## Work item
Entries in the following listing are to be copied exactly as they stand.

## Input records

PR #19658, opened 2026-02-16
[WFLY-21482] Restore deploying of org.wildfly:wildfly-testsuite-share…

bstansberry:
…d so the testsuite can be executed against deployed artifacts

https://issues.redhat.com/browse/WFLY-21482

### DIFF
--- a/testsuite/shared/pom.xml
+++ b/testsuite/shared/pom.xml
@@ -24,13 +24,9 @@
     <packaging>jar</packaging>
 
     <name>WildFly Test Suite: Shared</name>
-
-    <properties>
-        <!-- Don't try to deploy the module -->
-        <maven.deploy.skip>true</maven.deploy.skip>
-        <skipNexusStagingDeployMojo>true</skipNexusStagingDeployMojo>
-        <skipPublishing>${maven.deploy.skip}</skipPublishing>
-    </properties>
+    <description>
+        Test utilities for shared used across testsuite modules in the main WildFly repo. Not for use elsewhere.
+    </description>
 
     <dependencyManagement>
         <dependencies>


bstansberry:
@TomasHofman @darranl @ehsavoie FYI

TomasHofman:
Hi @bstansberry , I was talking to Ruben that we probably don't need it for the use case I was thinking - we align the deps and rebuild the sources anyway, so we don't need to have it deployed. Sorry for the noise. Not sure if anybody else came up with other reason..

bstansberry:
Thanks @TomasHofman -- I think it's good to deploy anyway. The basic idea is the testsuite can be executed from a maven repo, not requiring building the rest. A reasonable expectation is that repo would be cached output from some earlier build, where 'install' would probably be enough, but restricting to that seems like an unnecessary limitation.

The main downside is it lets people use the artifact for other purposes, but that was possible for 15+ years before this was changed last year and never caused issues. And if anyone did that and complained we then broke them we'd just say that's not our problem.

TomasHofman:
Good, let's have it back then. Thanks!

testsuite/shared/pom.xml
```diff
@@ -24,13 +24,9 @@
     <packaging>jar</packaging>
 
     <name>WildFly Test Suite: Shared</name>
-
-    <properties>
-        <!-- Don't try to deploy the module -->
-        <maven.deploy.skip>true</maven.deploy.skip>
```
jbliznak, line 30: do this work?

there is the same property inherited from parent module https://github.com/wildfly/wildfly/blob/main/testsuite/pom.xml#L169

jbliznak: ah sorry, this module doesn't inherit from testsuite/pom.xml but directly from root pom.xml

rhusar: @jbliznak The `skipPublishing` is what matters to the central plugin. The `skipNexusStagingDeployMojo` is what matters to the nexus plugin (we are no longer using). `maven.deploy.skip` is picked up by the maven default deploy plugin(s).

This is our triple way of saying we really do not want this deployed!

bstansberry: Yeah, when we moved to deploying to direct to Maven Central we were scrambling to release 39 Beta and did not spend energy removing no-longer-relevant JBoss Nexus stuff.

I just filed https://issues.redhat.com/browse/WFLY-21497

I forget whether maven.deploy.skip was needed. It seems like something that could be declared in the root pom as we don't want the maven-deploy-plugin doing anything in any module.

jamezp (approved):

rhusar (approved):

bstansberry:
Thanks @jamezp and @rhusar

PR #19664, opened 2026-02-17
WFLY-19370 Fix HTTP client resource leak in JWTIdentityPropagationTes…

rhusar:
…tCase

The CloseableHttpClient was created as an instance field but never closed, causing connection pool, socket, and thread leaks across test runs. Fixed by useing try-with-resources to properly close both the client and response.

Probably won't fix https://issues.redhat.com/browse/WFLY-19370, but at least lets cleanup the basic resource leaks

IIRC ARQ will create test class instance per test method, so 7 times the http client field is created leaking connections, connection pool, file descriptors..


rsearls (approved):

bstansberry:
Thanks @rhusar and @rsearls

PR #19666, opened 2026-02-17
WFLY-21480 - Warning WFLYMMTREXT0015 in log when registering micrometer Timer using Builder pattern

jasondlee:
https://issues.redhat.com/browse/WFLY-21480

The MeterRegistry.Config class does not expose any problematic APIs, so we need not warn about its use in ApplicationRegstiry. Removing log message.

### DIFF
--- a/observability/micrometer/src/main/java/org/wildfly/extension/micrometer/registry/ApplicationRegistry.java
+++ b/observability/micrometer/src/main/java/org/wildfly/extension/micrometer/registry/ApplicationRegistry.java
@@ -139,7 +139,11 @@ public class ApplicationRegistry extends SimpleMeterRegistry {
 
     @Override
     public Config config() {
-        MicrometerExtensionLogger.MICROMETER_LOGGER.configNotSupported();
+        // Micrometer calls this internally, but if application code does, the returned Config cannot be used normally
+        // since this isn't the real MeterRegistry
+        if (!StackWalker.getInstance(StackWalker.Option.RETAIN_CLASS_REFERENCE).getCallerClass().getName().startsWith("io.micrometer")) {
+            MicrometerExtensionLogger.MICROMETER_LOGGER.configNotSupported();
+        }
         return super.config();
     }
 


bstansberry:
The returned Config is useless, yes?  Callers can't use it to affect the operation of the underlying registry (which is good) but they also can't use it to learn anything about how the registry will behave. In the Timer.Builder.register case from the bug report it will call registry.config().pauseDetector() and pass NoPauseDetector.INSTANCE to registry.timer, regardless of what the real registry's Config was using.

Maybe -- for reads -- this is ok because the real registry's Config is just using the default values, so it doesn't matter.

## Exercise result
PR #19658, opened 2026-02-16
[WFLY-21482] Restore deploying of org.wildfly:wildfly-testsuite-share…

bstansberry:
…d so the testsuite can be executed against deployed artifacts

https://issues.redhat.com/browse/WFLY-21482

### DIFF
--- a/testsuite/shared/pom.xml
+++ b/testsuite/shared/pom.xml
@@ -24,13 +24,9 @@
     <packaging>jar</packaging>
 
     <name>WildFly Test Suite: Shared</name>
-
-    <properties>
-        <!-- Don't try to deploy the module -->
-        <maven.deploy.skip>true</maven.deploy.skip>
-        <skipNexusStagingDeployMojo>true</skipNexusStagingDeployMojo>
-        <skipPublishing>${maven.deploy.skip}</skipPublishing>
-    </properties>
+    <description>
+        Test utilities for shared used across testsuite modules in the main WildFly repo. Not for use elsewhere.
+    </description>
 
     <dependencyManagement>
         <dependencies>


bstansberry:
@TomasHofman @darranl @ehsavoie FYI

TomasHofman:
Hi @bstansberry , I was talking to Ruben that we probably don't need it for the use case I was thinking - we align the deps and rebuild the sources anyway, so we don't need to have it deployed. Sorry for the noise. Not sure if anybody else came up with other reason..

bstansberry:
Thanks @TomasHofman -- I think it's good to deploy anyway. The basic idea is the testsuite can be executed from a maven repo, not requiring building the rest. A reasonable expectation is that repo would be cached output from some earlier build, where 'install' would probably be enough, but restricting to that seems like an unnecessary limitation.

The main downside is it lets people use the artifact for other purposes, but that was possible for 15+ years before this was changed last year and never caused issues. And if anyone did that and complained we then broke them we'd just say that's not our problem.

TomasHofman:
Good, let's have it back then. Thanks!

testsuite/shared/pom.xml
```diff
@@ -24,13 +24,9 @@
     <packaging>jar</packaging>
 
     <name>WildFly Test Suite: Shared</name>
-
-    <properties>
-        <!-- Don't try to deploy the module -->
-        <maven.deploy.skip>true</maven.deploy.skip>
```
jbliznak, line 30: do this work?

there is the same property inherited from parent module https://github.com/wildfly/wildfly/blob/main/testsuite/pom.xml#L169

jbliznak: ah sorry, this module doesn't inherit from testsuite/pom.xml but directly from root pom.xml

rhusar: @jbliznak The `skipPublishing` is what matters to the central plugin. The `skipNexusStagingDeployMojo` is what matters to the nexus plugin (we are no longer using). `maven.deploy.skip` is picked up by the maven default deploy plugin(s).

This is our triple way of saying we really do not want this deployed!

bstansberry: Yeah, when we moved to deploying to direct to Maven Central we were scrambling to release 39 Beta and did not spend energy removing no-longer-relevant JBoss Nexus stuff.

I just filed https://issues.redhat.com/browse/WFLY-21497

I forget whether maven.deploy.skip was needed. It seems like something that could be declared in the root pom as we don't want the maven-deploy-plugin doing anything in any module.

jamezp (approved):

rhusar (approved):

bstansberry:
Thanks @jamezp and @rhusar

PR #19664, opened 2026-02-17
WFLY-19370 Fix HTTP client resource leak in JWTIdentityPropagationTes…

rhusar:
…tCase

The CloseableHttpClient was created as an instance field but never closed, causing connection pool, socket, and thread leaks across test runs. Fixed by useing try-with-resources to properly close both the client and response.

Probably won't fix https://issues.redhat.com/browse/WFLY-19370, but at least lets cleanup the basic resource leaks

IIRC ARQ will create test class instance per test method, so 7 times the http client field is created leaking connections, connection pool, file descriptors..


rsearls (approved):

bstansberry:
Thanks @rhusar and @rsearls

PR #19666, opened 2026-02-17
WFLY-21480 - Warning WFLYMMTREXT0015 in log when registering micrometer Timer using Builder pattern

jasondlee:
https://issues.redhat.com/browse/WFLY-21480

The MeterRegistry.Config class does not expose any problematic APIs, so we need not warn about its use in ApplicationRegstiry. Removing log message.

### DIFF
--- a/observability/micrometer/src/main/java/org/wildfly/extension/micrometer/registry/ApplicationRegistry.java
+++ b/observability/micrometer/src/main/java/org/wildfly/extension/micrometer/registry/ApplicationRegistry.java
@@ -139,7 +139,11 @@ public class ApplicationRegistry extends SimpleMeterRegistry {
 
     @Override
     public Config config() {
-        MicrometerExtensionLogger.MICROMETER_LOGGER.configNotSupported();
+        // Micrometer calls this internally, but if application code does, the returned Config cannot be used normally
+        // since this isn't the real MeterRegistry
+        if (!StackWalker.getInstance(StackWalker.Option.RETAIN_CLASS_REFERENCE).getCallerClass().getName().startsWith("io.micrometer")) {
+            MicrometerExtensionLogger.MICROMETER_LOGGER.configNotSupported();
+        }
         return super.config();
     }
 


bstansberry:
The returned Config is useless, yes?  Callers can't use it to affect the operation of the underlying registry (which is good) but they also can't use it to learn anything about how the registry will behave. In the Timer.Builder.register case from the bug report it will call registry.config().pauseDetector() and pass NoPauseDetector.INSTANCE to registry.timer, regardless of what the real registry's Config was using.

Maybe -- for reads -- this is ok because the real registry's Config is just using the default values, so it doesn't matter.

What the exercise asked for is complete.